§ **WHAT NEEDS TO BE DONE**
Say how many lines in the data hold "conditional". Nothing else belongs in the answer.

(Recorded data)
======

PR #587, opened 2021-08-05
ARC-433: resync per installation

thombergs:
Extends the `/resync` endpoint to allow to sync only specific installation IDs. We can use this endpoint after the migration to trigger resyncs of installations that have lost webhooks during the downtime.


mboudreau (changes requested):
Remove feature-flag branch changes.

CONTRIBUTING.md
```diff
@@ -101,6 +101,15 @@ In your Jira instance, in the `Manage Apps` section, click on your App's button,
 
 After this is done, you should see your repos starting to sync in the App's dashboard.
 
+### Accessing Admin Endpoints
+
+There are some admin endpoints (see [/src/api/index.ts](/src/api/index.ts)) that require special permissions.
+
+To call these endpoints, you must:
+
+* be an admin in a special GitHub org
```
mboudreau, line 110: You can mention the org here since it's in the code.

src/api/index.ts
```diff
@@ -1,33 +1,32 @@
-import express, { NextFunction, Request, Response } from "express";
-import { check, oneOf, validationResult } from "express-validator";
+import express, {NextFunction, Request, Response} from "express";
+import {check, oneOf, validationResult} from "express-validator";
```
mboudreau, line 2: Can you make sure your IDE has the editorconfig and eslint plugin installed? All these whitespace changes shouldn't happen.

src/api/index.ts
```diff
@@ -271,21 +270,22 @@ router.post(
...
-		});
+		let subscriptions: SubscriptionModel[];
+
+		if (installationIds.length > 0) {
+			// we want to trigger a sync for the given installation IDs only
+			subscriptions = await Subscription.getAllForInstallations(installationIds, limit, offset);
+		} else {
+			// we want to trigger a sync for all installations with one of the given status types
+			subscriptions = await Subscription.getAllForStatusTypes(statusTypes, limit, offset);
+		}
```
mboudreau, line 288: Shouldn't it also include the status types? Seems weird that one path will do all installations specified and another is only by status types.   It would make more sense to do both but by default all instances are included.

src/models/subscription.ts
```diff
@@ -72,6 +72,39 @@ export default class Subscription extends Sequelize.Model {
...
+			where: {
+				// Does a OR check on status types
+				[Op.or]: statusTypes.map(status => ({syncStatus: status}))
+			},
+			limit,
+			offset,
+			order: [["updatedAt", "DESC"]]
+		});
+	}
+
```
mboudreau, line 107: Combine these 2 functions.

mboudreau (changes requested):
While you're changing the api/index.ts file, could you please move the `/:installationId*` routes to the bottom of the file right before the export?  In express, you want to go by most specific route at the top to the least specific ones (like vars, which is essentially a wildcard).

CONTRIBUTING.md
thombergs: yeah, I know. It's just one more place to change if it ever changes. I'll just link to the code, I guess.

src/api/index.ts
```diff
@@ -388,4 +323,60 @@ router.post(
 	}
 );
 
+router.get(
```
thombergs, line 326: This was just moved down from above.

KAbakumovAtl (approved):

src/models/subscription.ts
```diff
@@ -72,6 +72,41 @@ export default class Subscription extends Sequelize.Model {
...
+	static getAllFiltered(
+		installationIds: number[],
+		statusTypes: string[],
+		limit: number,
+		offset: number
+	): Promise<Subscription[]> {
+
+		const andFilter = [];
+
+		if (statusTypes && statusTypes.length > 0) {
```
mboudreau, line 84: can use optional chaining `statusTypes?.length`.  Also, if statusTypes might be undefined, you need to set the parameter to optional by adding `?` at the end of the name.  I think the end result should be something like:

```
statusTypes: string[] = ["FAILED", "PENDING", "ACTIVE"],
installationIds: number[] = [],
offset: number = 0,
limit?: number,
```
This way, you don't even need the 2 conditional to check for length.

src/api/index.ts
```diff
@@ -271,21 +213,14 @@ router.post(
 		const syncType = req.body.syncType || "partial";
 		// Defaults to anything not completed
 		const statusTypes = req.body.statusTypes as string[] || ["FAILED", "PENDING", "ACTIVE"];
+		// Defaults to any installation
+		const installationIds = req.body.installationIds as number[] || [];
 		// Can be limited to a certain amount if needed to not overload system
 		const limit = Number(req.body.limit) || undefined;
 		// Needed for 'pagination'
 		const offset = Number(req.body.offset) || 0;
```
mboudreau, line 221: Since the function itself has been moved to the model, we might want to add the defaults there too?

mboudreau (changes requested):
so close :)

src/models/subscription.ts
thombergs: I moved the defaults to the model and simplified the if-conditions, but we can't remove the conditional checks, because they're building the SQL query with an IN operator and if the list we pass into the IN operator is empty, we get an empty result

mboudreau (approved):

======

§ **SOLUTION FOR THIS TASK**
2